Garett Jones - Do Immigrants Import Their Economic Destiny?
🧭 Thesis: migrants transmit norms and institutional preferences; short-run effects are modest, but over decades they can tilt governance and prosperity.
🧬 Deep Roots (SAT): migration-adjusted States, Agriculture, Technology scores predict today’s institutions, people carry advantages more than places do. For example:
Australia has quite a low ancestral technology score: Aboriginal Australians used little of the world’s cutting edge technology in 1500 A.D. But since Australia is now overwhelmingly populated by the descendants of British migrants, Australia’s migration-adjusted technology score is currently quite high.
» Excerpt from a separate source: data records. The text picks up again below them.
PR #4481, opened 2026-06-02
oracledb_cdc: Recreate stored procedure for updating checkpoint cache, removing the need to delete previous one first

josephwoodward:
This change ensures the stored procedure responsible for updating the OracleDB backed checkpoint cache is aligned with the table it's updating. This is especially useful now that the checkpoint cache table name can be configured.

This change also supports idempotent updating of the stored procedure, removing needing to verify of the checkpoint cache exists beforehand.


squiidz (approved):

josephwoodward:
Closing due to potential backwards compatibility challenges.

PR #4484, opened 2026-06-03
jira: add input component for streaming issues, comments, and changelog

squiidz:
Adds a `jira` input that streams Jira REST API events into Connect pipelines via JQL with cursor-based incremental polling. The cursor (max issue.updated timestamp) is persisted to a cache resource so progress survives restarts.

Available in both the Cloud and Self-Hosted distributions. Authenticates via API token (email + token). Supports resource={issues,comments,changelog}. The existing `jira` processor (enrichment lookups) is unchanged.

Shared HTTP/auth setup is extracted into a new internal/impl/jira/jiraauth sub-package consumed by both the processor and the input.

Limitations (v1): no OAuth, no worklogs resource, per-issue comment and changelog pagination is limited to the first response page (truncation logged and counted via the jira_input_child_truncated_total metric).


Jeffail (changes requested):
Quite impressed with my claude, looks like it caught a certified doozy, theres also two minor nits that should probably be looked at

Thank you for this — it is a genuinely impressive piece of work, and the concurrency model and test coverage in particular are excellent. One correctness concern that I believe warrants a change before merge, plus two minor points:

**1. (Blocking) The incremental cursor predicate is rendered in UTC, but JQL interprets date literals in the requesting account's timezone.**

In `buildJQL`, the threshold is formatted as a UTC wall-clock string:

```go
threshold := cur.Updated.Add(-r.cfg.cursorOverlap)
parts = append(parts, fmt.Sprintf(`updated >= "%s"`, threshold.UTC().Format("2006-01-02 15:04")))
```

Jira evaluates JQL date/time literals relative to the **profile timezone of the account making the request**, not UTC, and JQL has no syntax to attach an explicit offset to a date literal. The effective threshold instant is therefore shifted by the account's timezone offset:

- For an account **behind UTC** (e.g. any of the Americas), the effective threshold lands *later* than intended. Issues whose `updated` falls within that gap drop below the predicate on the subsequent poll and are never re-matched — a silent data-loss window that the default 60s `overlap` cannot absorb.
- For an account **ahead of UTC**, the threshold lands earlier, producing a wider window that the seen-set dedup absorbs harmlessly (at the cost of some redundant fetching).

Conveniently, the fix is already within reach: `Connect` calls `/rest/api/3/myself` for auth validation and currently discards the body. That response includes a `timeZone` field, so the threshold could be formatted in the account's location (`threshold.In(accountLoc).Format(...)`) to match Jira's interpretation exactly. If reading the account timezone is undesirable for any reason, the minimum bar would be to document prominently that the token's account must be configured to UTC — but deriving it from the `/myself` response already in hand seems both more robust and only marginally more code.

References for the JQL timezone behaviour:
- https://community.atlassian.com/forums/App-Central-articles/Timezones-in-Jira-reporting-why-dates-look-off/ba-p/3205133
- https://community.developer.atlassian.com/t/jql-on-search-with-updated-date-time-does-not-work-correctly/58754
- https://jira.atlassian.com/browse/JRASERVER-68522 (confirms JQL has no per-literal offset syntax)

**2. (Minor) `base_url` with a trailing slash produces a double slash.**

Every request URL is constructed as `BaseURL + "/rest/api/3/..."`. A `base_url` configured with a trailing `/` yields `//rest/...`. Jira most likely tolerates this, but trimming a trailing slash at parse time would be a tidy, defensive guard.

**3. (Minor) The empty-page-with-continuation-token path has no backoff.**

In `Read`, an empty page that still carries a `nextPageToken` falls through to `continue` with no pause. It is network-bound rather than a CPU spin (each iteration issues an HTTP request), so it is not dangerous, but a server that persistently returns empty pages alongside a continuation token would be polled in a tight request loop. A small guard there would be prudent.

Everything else looks great — happy to re-review once the timezone handling is addressed.

Jeffail (approved):
LGTM, the timezone bit needs a little bit extra work as it turns out the images we ship are completely broken for loading timezones. We'll need to update our build system before this ships (only a minor change), my emotionless AI can elaborate

To elaborate on the above: the three points from the previous review are all confirmed resolved in `6392dee` — the cursor predicate is now rendered in the account timezone, `base_url` trailing slashes are trimmed, and the empty-page path backs off only on a genuinely empty server page. The targeted unit tests pass locally. The implementation itself is correct, and the turnaround is appreciated.

The remaining issue is not in this PR's code but in how we package our images, which the timezone fix has usefully surfaced:

- The fix depends on `time.LoadLocation`, which requires the IANA timezone database to be present at runtime.
- Our release binary does not import `time/tzdata`, and the runtime image is `busybox`-based with only CA certificates and `/etc/passwd` copied in — there is no `/usr/share/zoneinfo`.
- As a result, in the shipped container `LoadLocation` fails for any non-UTC zone and falls back to `time.UTC`, silently reinstating the very data-loss window this change set out to close for any account whose profile timezone is behind UTC. It passes today only because development machines carry system tzdata.

Suggested fix, at the binary level rather than within this component (it affects every component that loads a location, not just this input):

1. Embed the database via `import _ "time/tzdata"` in the `cmd/*` entrypoints, or equivalently build the release artifacts with `-tags timetzdata`. The cost is ~403 KiB on go1.26.4, and the embedded copy is used only as a fallback when no system database is found — hosts that already ship tzdata are unaffected.
2. Alternatively, copy `/usr/share/zoneinfo` into the runtime image, though embedding travels with the binary and is less prone to regressing in a future Dockerfile change.

A regression test that does not rely on the host's tzdata would also be valuable, so CI catches a future stripped image. Given this is a packaging change rather than a code change here, landing it as a small separate change to the build system and gating the release on it seems cleanest — this PR can otherwise proceed.

squiidz:
Timezone embedding PR: https://github.com/redpanda-data/connect/pull/4565

PR #4489, opened 2026-06-05
dynamodb_cdc: paginate DescribeStream to discover all shards

squiidz:
DescribeStream returns at most 100 shards per response and uses
  LastEvaluatedShardId for continuation. The three call sites in
  input_cdc.go read only the first page, so on streams with more than
  ~100 lifetime shards the connector never discovers the currently-open
  shards: readers drain, the input silently stalls, no errors logged.

  Introduce describeStreamAllShards, a helper that loops DescribeStream
  chaining ExclusiveStartShardId = LastEvaluatedShardId until the token
  is nil, and route isCDCCheckpointStale, refreshShards, and
  refreshTableShards through it. Unit tests cover empty, single-page,
  multi-page accumulation, token chaining, and error paths.

### DIFF
--- a/internal/impl/aws/dynamodb/input_cdc.go
+++ b/internal/impl/aws/dynamodb/input_cdc.go
@@ -1299,24 +1299,56 @@ func (d *dynamoDBCDCInput) connectWithSnapshot(ctx context.Context, tableName st
 	return nil
 }
 
+// describeStreamPager is the minimum surface of *dynamodbstreams.Client
+// needed by describeStreamAllShards. Defined so tests can supply a fake
+// without depending on the concrete AWS SDK client.
+type describeStreamPager interface {
+	DescribeStream(ctx context.Context, in *dynamodbstreams.DescribeStreamInput, opts ...func(*dynamodbstreams.Options)) (*dynamodbstreams.DescribeStreamOutput, error)
+}
+
+// describeStreamAllShards calls DescribeStream repeatedly, chaining
+// ExclusiveStartShardId = LastEvaluatedShardId from the previous response,
+// and accumulates shards across all pages. DescribeStream returns at most
+// 100 shards per call; on high-write streams the lifetime shard count
+// exceeds the page size within hours, and a single un-paginated call hides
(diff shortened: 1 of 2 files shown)


internal/impl/aws/dynamodb/input_cdc.go
```diff
@@ -1299,24 +1299,56 @@ func (d *dynamoDBCDCInput) connectWithSnapshot(ctx context.Context, tableName st
...
+	DescribeStream(ctx context.Context, in *dynamodbstreams.DescribeStreamInput, opts ...func(*dynamodbstreams.Options)) (*dynamodbstreams.DescribeStreamOutput, error)
+}
+
+// describeStreamAllShards calls DescribeStream repeatedly, chaining
+// ExclusiveStartShardId = LastEvaluatedShardId from the previous response,
+// and accumulates shards across all pages. DescribeStream returns at most
+// 100 shards per call; on high-write streams the lifetime shard count
+// exceeds the page size within hours, and a single un-paginated call hides
+// the currently-open shards behind the LastEvaluatedShardId boundary.
+func describeStreamAllShards(ctx context.Context, c describeStreamPager, streamArn *string) ([]types.Shard, error) {
```
josephwoodward:
```suggestion
func describeStreamAllShards(ctx context.Context, client describeStreamPager, streamArn *string) ([]types.Shard, error) {
```

In isolation it wasn't immediately clear this was a network call, so perhaps calling this `client` may make it clearer (the function then does `client.DescribeStream`).

internal/impl/aws/dynamodb/input_cdc.go
```diff
@@ -1299,24 +1299,56 @@ func (d *dynamoDBCDCInput) connectWithSnapshot(ctx context.Context, tableName st
...
+	var (
+		all     []types.Shard
+		startID *string
+	)
+	for {
```
josephwoodward: Given this is an infinite loop are we happy that it would exit? If we know a maximum number of shards then maybe we set an upper limit on the number of iterations it could make then fail if it exceeds that?

josephwoodward (approved):

PR #4494, opened 2026-06-10
telemetry: adopt shared common-go/telemetry client

RafalKorepta:
## What

Replaces the bespoke telemetry transport (resty + go-jose signing + hand-rolled export loop) in `internal/telemetry` with the shared client from [`github.com/redpanda-data/common-go/telemetry`](https://github.com/redpanda-data/common-go/pull/172).

**Behavior-preserving.** Everything observable stays the same:
- `ActivateExporter` signature and the `internal/cli/enterprise.go` call site are unchanged.
- Early return when the embedded `key.pem` is empty (dev builds send nothing).
- `ExportHost`/`ExportDelay`/`ExportPeriod` overrides and their defaults (`https://m.rp.vectorized.io`, 5m delay, 24h period) preserved.
- Same wire contract: POST `/connect/telemetry`, `User-Agent: RedpandaConnect/<version>`, RS256 JWT signed with the embedded key, `key_generation: 1` protected header, identical payload (ID, uptime, components, host info, deployment type, tenant ID) with uptime recomputed each export.
- Payload extraction (`payload.go`) untouched; drop-on-error semantics retained via the shared `Reporter`.

Deleted: `telemetryExporter`, `export`, `exporterLoop`, local RSA parsing, and the resty log adapter (~65 lines of plumbing). Added: a 10-line benthos→`telemetry.Logger` shim.

### Two intentional, benign deltas
- The JWT protected header now also carries the conventional `"typ":"JWT"` (added by the shared signer). The ingestion service's JWT parsing ignores unknown header fields.
- The export cadence uses a ticker instead of `sleep`, so the interval no longer drifts by the send duration.

## Dependencies / merge order
**DEPENDS ON** redpanda-data/common-go#172. `go.mod` pins `github.com/redpanda-data/common-go/telemetry v0.0.0-20260610110850-da889a76852d` (the PR branch head) — CI stays red until that PR merges to `main`; re-pin to the merge commit if it lands with a different SHA. `resty`/`go-jose` moved to indirect requires as expected.

### DIFF
--- a/internal/telemetry/telemetry.go
+++ b/internal/telemetry/telemetry.go
@@ -96,7 +96,7 @@ func ActivateExporter(identifier, version, deploymentType, tenantID string, logg
 		JWTHeaders:    map[string]any{"key_generation": 1},
 	})
 	if err != nil {
-		logger.With("error", err).Debug("failed to build telemetry client")
+		logger.With("error", err).Debug("Failed to build telemetry client")
 		return
 	}
 
--- a/internal/telemetry/telemetry.go
+++ b/internal/telemetry/telemetry.go
@@ -15,15 +15,10 @@
 package telemetry
 
 import (
-	"crypto/rsa"
-	"crypto/x509"
-	"encoding/pem"
-	"errors"
+	"context"
 	"time"
 
-	"github.com/go-jose/go-jose/v4"
-	josejwt "github.com/go-jose/go-jose/v4/jwt"
-	"github.com/go-resty/resty/v2"
+	commontelemetry "github.com/redpanda-data/common-go/telemetry"
 
 	"github.com/redpanda-data/benthos/v4/public/service"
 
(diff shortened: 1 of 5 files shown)


internal/telemetry/telemetry.go
```diff
@@ -125,52 +82,35 @@ func ActivateExporter(identifier, version, deploymentType, tenantID string, logg
...
+	client, err := commontelemetry.New(commontelemetry.Config{
+		Endpoint:      exportHost,
+		Path:          "/connect/telemetry",
+		UserAgent:     "RedpandaConnect/" + version,
+		SigningKeyPEM: []byte(privateKey),
+		JWTHeaders:    map[string]any{"key_generation": 1},
+	})
 	if err != nil {
-		t.logger.With("error", err).Debug("Failed to get token string")
+		logger.With("error", err).Debug("failed to build telemetry client")
```
josephwoodward:
```suggestion
		logger.With("error", err).Debug("Failed to build telemetry client")
```

josephwoodward (approved):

🧪 Attitudes travel: inherited trust, redistribution preferences, and familism persist; low trust in government leads to demand for regulation; putting family above moral action (“familism”) lowers civic participation and innovation.
📊 New Voters = New Policies: enfranchisement evidence shows policy moves with new voters (e.g., social spending out of GDP increased by 0.6-1.2% in the short-run as a consequence of women’s suffrage, while the long-run effect is three to eight times larger).
🌏 Diaspora case: higher post-1500 Chinese migration shares in Asia correlate with greater economic freedom (Singapore/HK/Taiwan ≫ Laos/Myanmar), hinting at peaceful institutional drift.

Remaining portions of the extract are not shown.